Collected data entries:
PR #548, opened 2021-07-28
Post-Analysis Lookup column was not being populated.

rodac5:
Hello. I found a bug which was preventing the Post-Analysis Lookup column from being populated. The change below fixed the bug.

### DIFF
--- a/web/analysis/views.py
+++ b/web/analysis/views.py
@@ -1092,7 +1092,7 @@ def report(request, task_id):
         )
         network_report = results_db.analysis.find_one(
             {"info.id": int(task_id)},
-            {"network.domainlookups": 1, "network.iplookups": 1, "network.dns": 1, "network.hosts": 1},
+            {"network.domains":1, "network.dns": 1, "network.hosts": 1},
             sort=[("_id", pymongo.DESCENDING)],
         )
 


doomedraven:
Hello thanks but that would break other parts https://github.com/kevoreilly/CAPEv2/search?q=domainlookups

where it wouldn't be populated exactly? i can't see it https://github.com/kevoreilly/CAPEv2/search?l=HTML&q=domains

rodac5:
Hi @doomedraven,
it is not being populated here:
web/templates/analysis/network/_dns_not_ajax.html
and possibly here as well:
web/templates/analysis/network/_dns.html.

I am using inetsim, and my dns queries are returning 127.0.0.1, as configured. However, the "post-analysis lookup" column was always empty, even considering the report.json comprised the real IP under network.domains.

I noticed that the "domains" key is not being retrieved from mongo here:

network_report = results_db.analysis.find_one(
            {"info.id": int(task_id)},
            {"network.domainlookups": 1, "network.iplookups": 1, "network.dns": 1, "network.hosts": 1},
            sort=[("_id", pymongo.DESCENDING)],
        )
And I noticed that by adding "network.hosts": 1 to it solved the "problem" (considering this is really a problem and not an expected behaviour).

Regarding breaking other parts, you are right, I should have proposed the fix below.
{"network.domainlookups": 1, "network.iplookups": 1, "network.dns": 1, "network.hosts": 1, "network.domains":1},

I am wondering now if the post-analysis column not being populated is related to the fact that the response for the bank dns query is empty (instead of 127.0.0.1), and why it is empty....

Task:
Wherever the string "views" occurs in the records above, copy that line.

Result of the task:
--- a/web/analysis/views.py
+++ b/web/analysis/views.py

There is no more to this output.